● EXERCISE GOAL: Everything from the line with "If you're using JavaScript, you" to the final line of the records should be reproduced word for word, with both of those lines kept.

● RECORDS SHOWN:
PR #701, opened 2019-10-14
fix: type import rewrite

XVincentX:
This is kind of a nasty TS to JS bug I found while trying to use Prism for its hosted version

Fundamentally given that it is a monorepo when generating the types for the current project the references points to the source code:

image

It goes without saying that such path does not exist in the published package, since that is instead found in `@stoplight/prism-core` package.

If you're using JavaScript, you won't even notice this bug. However, if you're using TypeScript and the `http` package, you'll notice some functions will return `any` instead of the correct interface (because TypeScript can't find the types, it will assume `any`).

This PR will use `ttypescript` project (a declarative wrapper for the TS compiler API) and adding a dropbox developed plugin that will rewrite the generated files path correctly

image

### DIFF
--- a/package.json
+++ b/package.json
@@ -56,7 +56,9 @@
     "tmp": "^0.1.0",
     "ts-jest": "^24.0.2",
     "ts-node": "^8.3.0",
+    "ts-transform-import-path-rewrite": "^0.2.1",
     "tsconfig-paths": "^3.8.0",
+    "ttypescript": "^1.5.7",
     "typescript": "^3.6.4"
   },
   "prettier": {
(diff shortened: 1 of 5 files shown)


package.json
```diff
@@ -56,7 +56,9 @@
     "tmp": "^0.1.0",
     "ts-jest": "^24.0.2",
     "ts-node": "^8.3.0",
+    "ts-transform-import-path-rewrite": "^0.2.1",
     "tsconfig-paths": "^3.8.0",
+    "ttypescript": "^1.5.7",
```
StefanDywersant: I hope we'll get rid of it when typescript starts supporting plugins via config.

XVincentX: This is not happening anytime soon unfortunately :(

● EXERCISE RESPONSE:
If you're using JavaScript, you won't even notice this bug. However, if you're using TypeScript and the `http` package, you'll notice some functions will return `any` instead of the correct interface (because TypeScript can't find the types, it will assume `any`).

This PR will use `ttypescript` project (a declarative wrapper for the TS compiler API) and adding a dropbox developed plugin that will rewrite the generated files path correctly

image

### DIFF
--- a/package.json
+++ b/package.json
@@ -56,7 +56,9 @@
     "tmp": "^0.1.0",
     "ts-jest": "^24.0.2",
     "ts-node": "^8.3.0",
+    "ts-transform-import-path-rewrite": "^0.2.1",
     "tsconfig-paths": "^3.8.0",
+    "ttypescript": "^1.5.7",
     "typescript": "^3.6.4"
   },
   "prettier": {
(diff shortened: 1 of 5 files shown)


package.json
```diff
@@ -56,7 +56,9 @@
     "tmp": "^0.1.0",
     "ts-jest": "^24.0.2",
     "ts-node": "^8.3.0",
+    "ts-transform-import-path-rewrite": "^0.2.1",
     "tsconfig-paths": "^3.8.0",
+    "ttypescript": "^1.5.7",
```
StefanDywersant: I hope we'll get rid of it when typescript starts supporting plugins via config.

XVincentX: This is not happening anytime soon unfortunately :(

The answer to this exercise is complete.